There were 40043 words in sample data, after profanity filters applied ther were 40031 words left, 12 words were removed from the sample data set. Data cleaning steps:
- Convert the text to lower case;
- Remove numbers;
- Remove english common stopwords;
- Remove punctuations;
- Eliminate extra white spaces;
- Remove single letter words;
- Remove words with 3 or more repeated letters;
- Text lemmatization (different from steaming in a way that it takes into consideration the morphological analysis of the words).

After data cleaning procedures applied, 29660 words left in the data set.

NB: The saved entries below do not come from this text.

PR #190, opened 2026-04-29
feat(web): public landing page at unauth /

Gandy2025:
## Summary

- Renders a public landing page when an unauthenticated visitor hits `/`. Authenticated users still go straight to WorkspacePage — the canonical `/` URL is stable across auth states.
- Three sections, no illustrations, restrained accent: sticky nav (brand + theme toggle + Sign in) → hero (display headline + subtitle + Get Started CTA → `/login`) → three user-value statements → footer (`@ first-tree` parent-brand attribution + GitHub link).
- Pinned to first-tree.ai's palette — near-black `#040404` + cool-light `#e8ecf4` + the shared green accent — independent of the dashboard's light/dark toggle, so the marketing entry point always reads as the parent brand.
- Fixes deep-link redirect-back along the way: unauthenticated `/agents`, `/settings`, etc. still go to `/login`, but now stash the original location in router state so LoginPage returns the user there post-login (previously hard-coded `/`).

## What changed

| File | Change |
|---|---|
| `packages/web/src/pages/landing/{index,nav,hero,features,footer}.tsx` | New (5 files) — page shell + sections |
| `packages/web/src/auth/require-auth.tsx` | Renders `<LandingPage />` inline at `/` for unauth; passes `state={{ from: location }}` on redirect |
| `packages/web/src/pages/login.tsx` | Reads `state.from` via typed guard (no `as` cast), redirects there on success; refuses to bounce back to `/login` to avoid loops |
| `packages/web/src/index.css` | New marketing-tier typography tokens (`--text-display` `clamp(40-60px)`, `--text-headline`, `--text-lead`); new `.landing-marketing` scope pinning the surface palette |
| `packages/web/src/components/ui/theme-toggle.tsx` | Adds `focus-visible:ring-*` (a11y bonus that benefits dashboard chrome too) |
| `biome.json` | Excludes `.gstack/` (already in .gitignore — local browse-skill scratch dir) |

## Why now

- Hub had no public-facing entry: anyone hitting `/` was bounced to `/login`. The landing page introduces a value-first pitch that mirrors first-tree.ai's tone, giving the project somewhere to send stars, contributors, and curious operators.
- The features section is **user-value first**, not feature-first. Each headline names a problem the visitor is feeling today; the body describes the relief Hub delivers, in plain language. Implementation details (UUID v7, fan-out on write, Bearer tokens) belong in the docs, not on the landing page.

## Constraints honored

- ✅ `pnpm typecheck` (incl. `lint:tokens` design-token guardrail) passes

Unit 2 Exploratory Data Analysis

Tasks to accomplish

Exploratory analysis - performed an exploratory analysis of the data for understanding the distribution of words and relationship between the words in the sample text document. To understand frequencies of words and word pairs - build figures and tables that demonstarates frequencies of words and word pairs in the data.

Questions to consider

Some words are more frequent than others - what are the distributions of word frequencies?
The top 10 most frequent words from sample dataset:
word freq
say 2981
good 1889
get 1681
will 1656
one 1477
make 1378
time 1197
just 1181
year 1162
like 1154

What are the frequencies of 2-grams and 3-grams in the dataset?
The top 10 most frequent 2-grams tokens from sample dataset:
word freq
last year 153
new york 112
year ago 92
high school 90
right now 90
feel like 84
look like 84
last week 77
st louis 74
new jersey 67

The top 10 most frequent 3-grams tokens from sample dataset:

word freq
new york city 21
two year ago 12
happy new year 11
st louis county 11
world war ii 9
five year ago 8
let us know 8
two week ago 8
assistant us attorney 7
new year eve 7

How many unique words do you need in a frequency sorted dictionary to cover 50% of all word instances in the language? 90%?

There are 626 and 8472 words needed to cover 50% and 90% of all word instances in the language accordingly.

Next steps:

Unit 3 Modeling

Tasks to accomplish

Build basic n-gram model - using the exploratory analysis you performed, build a basic n-gram model for predicting the next word based on the previous 1, 2, or 3 words.
Build a model to handle unseen n-grams - in some cases people will want to type a combination of words that does not appear in the corpora. Build a model to handle cases where a particular n-gram isn’t observed.

Questions to consider

How can you efficiently store an n-gram model (think Markov Chains)?
How can you use the knowledge about word frequencies to make your model smaller and more efficient?
How many parameters do you need (i.e. how big is n in your n-gram model)?
Can you think of simple ways to “smooth” the probabilities (think about giving all n-grams a non-zero probability even if they aren’t observed in the data) ?
How do you evaluate whether your model is any good?
How can you use backoff models to estimate the probability of unobserved n-grams?